I’ll say that if Saros could’ve been able to keep up his outstanding streak of quality starts going, then the Predators would’ve likely kept winning just enough to remain in a wildcard spot.
There was even an outside chance they catch the Stars for third place.
The rest of the team is where my confidence is lacking that they would’ve avoided another setback. The defense was showing some mild improvement, but nowhere near where it needed to be.
The special teams was also still sorely lacking. The Predators currently sit at 25th in power play percentage and 29th in penalty kill. Just not going to get it done against the NHL’s best teams in a seven-game series.
Where they would’ve finished
First you have to look at the remaining opponents and go from there. The Predators had very tough games left against Minnesota, Winnipeg, Colorado, Arizona and Philadelphia.
Aside from another game with Montreal and a game with Los Angeles, there were really no games left on the schedule that you would call the Predators heavy favorites in.
With the exception of the Philadelphia matchup, all of those have huge implications on the Conference wildcard race. The Predators had two games each left against Minnesota and Colorado.
If I’m being completely honest, at best the Predators may have split those four games.
Then you have likely what would’ve been a huge matchup against Winnipeg at home in Nashville. The winner of that game that would’ve been on March 24th gets a big boost in playoff odds, less than two weeks before the end of the season.
How the playoffs would look
If the playoffs were happening as scheduled right now, the Predators would already be out of it. Obviously I could be wrong on that as any team can get hot at the right time, but I just can’t see it from this team.

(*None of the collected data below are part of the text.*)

PR #216, opened 2015-05-16
Remove composer.lock to avoid locking dependencies.

BernardoSilva:
I don't see any advantage of leaving the lock file in here.
This is causing dependencies to be locked to a specific revision.
This would be good if this was using unstable dependencies where you want to lock to a specific commit.

Locking to `v2.4.2`
```sh
- Installing doctrine/common (v2.4.2)
    Downloading: 100% 
```


jmikola:
See @naderman's comment in https://github.com/doctrine/mongodb/pull/207#issuecomment-102647182.

BernardoSilva:
:+1:

PR #218, opened 2015-05-31
Change parameter for $currentDate operator

### LINKED ISSUE #217: Change Builder and Expr currentDate() method to accept string $type
See https://github.com/doctrine/mongodb/pull/212/files#r31166431:

> What do you think about changing this to $type = 'date'? We should generally discourage users from using the BSON timestamp type, since it's actually more than a UNIX timestamp. A boolean option makes it very easy for them to inadvertently use it. This also keeps the method flexible if the $currentDate operator changes down the line to support additional types (e.g. date with a timezone).

alcaeus:
This changes the $currentDate operator to no longer accept a timestamp parameter, instead accepting the type directly.

Fixes #217


jmikola:
LGTM!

The Predators wouldn’t be favored in a seven-game series in any matchup with the likes of Vegas, Edmonton, St.Louis, Colorado or Dallas.
The only team I could see them maybe getting by is Arizona or Calgary, but playing them in the first round wasn’t likely.

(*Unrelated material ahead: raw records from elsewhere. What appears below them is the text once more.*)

PR #223, opened 2015-08-14
Support $useKeys option when EagerCursor converts to an array

### LINKED ISSUE #160: EagerCursor does not allow objects as identifiers (eg. BSON BinData)
There currently is no way of correctly using an eager cursor if your _id is of a complex datatype. The reason is because the toArray() implementation uses the _id as keys, forcing the keys to be typecast and overriding eachother.

I believe the solution lies in EagerCursor to accept an additional $useKeys argument in the constructor to be used when calling EagerCursor::initialize(). The second part is more open to discussion however, how should this argument be exposed to the query builder API? A possible solution would be to change the signature of the Builder::eagerCursor() method to accept $useKeys as an optional second argument and using this option in prepareCursor().

jmikola:
Fixes #160.

### DIFF
--- a/lib/Doctrine/MongoDB/EagerCursor.php
+++ b/lib/Doctrine/MongoDB/EagerCursor.php
@@ -50,13 +50,27 @@ class EagerCursor implements CursorInterface
     protected $initialized = false;
 
     /**
+     * Whether to preserve keys from the Cursor (i.e. "_id" values) when
+     * initializing the $data array.
+     *
+     * @var boolean
+     */
+    protected $useKeys = true;
+
+    /**
      * Constructor.
      *
+     * If documents in the result set use BSON objects for their "_id", the
+     * $useKeys parameter may be set to false to avoid errors attempting to cast
+     * arrays (i.e. BSON objects) to string keys.
+     *
      * @param Cursor $cursor
+     * @param boolean $useKeys
      */
-    public function __construct(Cursor $cursor)
+    public function __construct(Cursor $cursor, $useKeys = true)
     {
         $this->cursor = $cursor;
+        $this->useKeys = (boolean) $useKeys;
     }
 
     /**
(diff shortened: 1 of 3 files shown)


jmikola:
@alcaeus: Can you take a look at this Monday?

alcaeus:
The changes look good :+1: 
Do we want to expose this in the ```Builder``` or ```Query``` class so that it can be controlled by developers?

jmikola:
> Do we want to expose this in the ```Builder``` or ```Query``` class so that it can be controlled by developers? 

@alcaeus: Possibly. At the moment, it appears the only way to specify `$useKeys` would be to let the query builder return a cursor and then invoke `toArray()` on it manually. The Query class' own `toArray()` method doesn't currently pass through the option. `getSingleResult()` does so, but that's simply because `Cursor::getSingleResult()` always sets it on its own.

This may be because we're being strict about Doctrine MongoDB's Iterator and IteratorAggregate interfaces, neither of whose `toArray()` methods take an argument.

lib/Doctrine/MongoDB/EagerCursor.php
```diff
@@ -107,7 +121,7 @@ public function getSingleResult()
     public function initialize()
     {
         if ($this->initialized === false) {
-            $this->data = $this->cursor->toArray();
+            $this->data = $this->cursor->toArray($this->useKeys);
```
jmikola: Going to change this to just have a `$useKeys` param on `initialize()`. We don't need it on the constructor.

jmikola: Although we discussed moving `$useKeys` to an `initialize()` parameter, integration with ODM would benefit from keeping this as a constructor argument. That is because ODM's Cursor class (if we remove its EagerCursor) will merely wrap a CursorInterface.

Getting past the second round was even more of a far reach, and I would’ve been the first to say I was completely wrong about this team if they figure out a way to the Western Conference Finals.
I’d have Vegas and Colorado as my top-two teams to beat in the West, with Washington and Boston clearly in the East. The West looks way more unpredictable, while the East looks more top heavy.
Maybe there will be a modified playoff format in neutral cities later this summer. That will change things in ways we’ve never seen, and who knows which teams come out blazing in that atmosphere with no fans and no home-ice advantage.
As for how the regular season would’ve unfolded in normal circumstances, the Predators were probably going to narrowly get a wildcard spot. I’d have Edmonton and Washington in the Stanley Cup Final, with Edmonton winning it all.
The Predators’ playoff run would’ve been short-lived against superior teams in a seven-game series, and we’d already be looking towards free agency and John Hynes getting a full offseason as head coach.